> [What you are asked to do]: Using the entries that follow, give only the number of lines with the word "compatible" in them.

> [Data for this exercise]:
PR #7366, opened 2024-07-29
Add Parameter to only inject data jobs for particular java commands

paul-laffon-dd:
# What Does This Do

Add parameter `dd.data.jobs.command.pattern` to only inject the tracer on specific command pattern for Data Jobs

In the context of Data Jobs Monitoring, change the Java tracer to become more selective about which Java process to instrument when Data Jobs is enabled and a Java command regex pattern is specified. In runtime environment where we are not sure the command pattern to use, the java tracer should just behave as before by continuing the Agent start.

# Motivation
With single step instrumentation, Java tracer is injected for all Java processes, this is causing some initial system overhead as Java tracer starts in those JVMs. In resource limited environment, this can cause the host to be replaced due to high system load. For Data Jobs Monitoring, the Java tracer only cares about Spark process running the driver and executors, this newly added command pattern allows us to exit the Agent early if we don't think the process is Spark related and saving the overhead of increased System load.

# Additional Notes
* The environment variable to specify the data jobs Java command pattern (regex):`DD_DATA_JOBS_COMMAND_PATTERN`. 
* `DD_DATA_JOBS_COMMAND_PATTERN` only takes effects if `DD_DATA_JOBS_ENABLED` is set to `true`.

# Contributor Checklist

- [ ] Format the title [according the contribution guidelines](/CONTRIBUTING.md#title-format)
- [ ] Assign the `type:` and (`comp:` or `inst:`) labels in addition to [any usefull labels](/CONTRIBUTING.md#labels)

Jira ticket: [PROJ-IDENT]

### DIFF
--- a/dd-java-agent/agent-bootstrap/src/main/java/datadog/trace/bootstrap/Agent.java
+++ b/dd-java-agent/agent-bootstrap/src/main/java/datadog/trace/bootstrap/Agent.java
@@ -204,11 +204,11 @@ public class Agent {
 
     boolean dataJobsEnabled = isFeatureEnabled(AgentFeature.DATA_JOBS);
     if (dataJobsEnabled) {
-      String javaCommand = System.getProperty("sun.java.command");
-      if (isDataJobsSupported(javaCommand)) {
-        log.error(
-            "Data Jobs Monitoring is not compatible with non-spark command {}. dd-trace-java will not be installed",
-            javaCommand);
+      if (!isDataJobsSupported()) {
+        log.warn(
+            "Data Jobs Monitoring is not compatible with non-spark command {} based on command pattern {}. dd-trace-java will not be installed",
+            System.getProperty("sun.java.command"),
+            Config.get().getDataJobsCommandPattern());
         return;
       }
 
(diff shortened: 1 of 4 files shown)


dd-java-agent/agent-bootstrap/src/main/java/datadog/trace/bootstrap/Agent.java
```diff
@@ -204,6 +204,14 @@ public static void start(final Instrumentation inst, final URL agentJarURL, Stri
 
     boolean dataJobsEnabled = isFeatureEnabled(AgentFeature.DATA_JOBS);
     if (dataJobsEnabled) {
+      if (!isDataJobsSupported()) {
```
dougqh, line 207: We need to make sure that that we update this to work with the new bootstrap telemetry reporting, too.
If this goes in before my PR, I can make the necessary changes.

dd-java-agent/agent-bootstrap/src/main/java/datadog/trace/bootstrap/Agent.java
```diff
@@ -1307,4 +1315,17 @@ private static boolean isJFRSupported() {
...
+    String javaCommand = System.getProperty("sun.java.command");
+    String dataJobsCommandPattern = Config.get().getDataJobsCommandPattern();
+
+    if (null == javaCommand || null == dataJobsCommandPattern) {
+      // if sun.java.command somehow is not set or data jobs command pattern is not
+      // set, assume it's supported due to lack of info.
+      return true;
+    }
+
+    return javaCommand.matches(dataJobsCommandPattern);
```
dougqh, line 1329: Normally, I'd want to see the regex compiled, but since this is only called it is fine.

dougqh (approved):

dd-java-agent/agent-bootstrap/src/main/java/datadog/trace/bootstrap/Agent.java
yiliangzhou: hi @dougqh, feel free making the necessary changes to include your bootstrap telemetry reporting. Thanks!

> [Exercise answer]: 2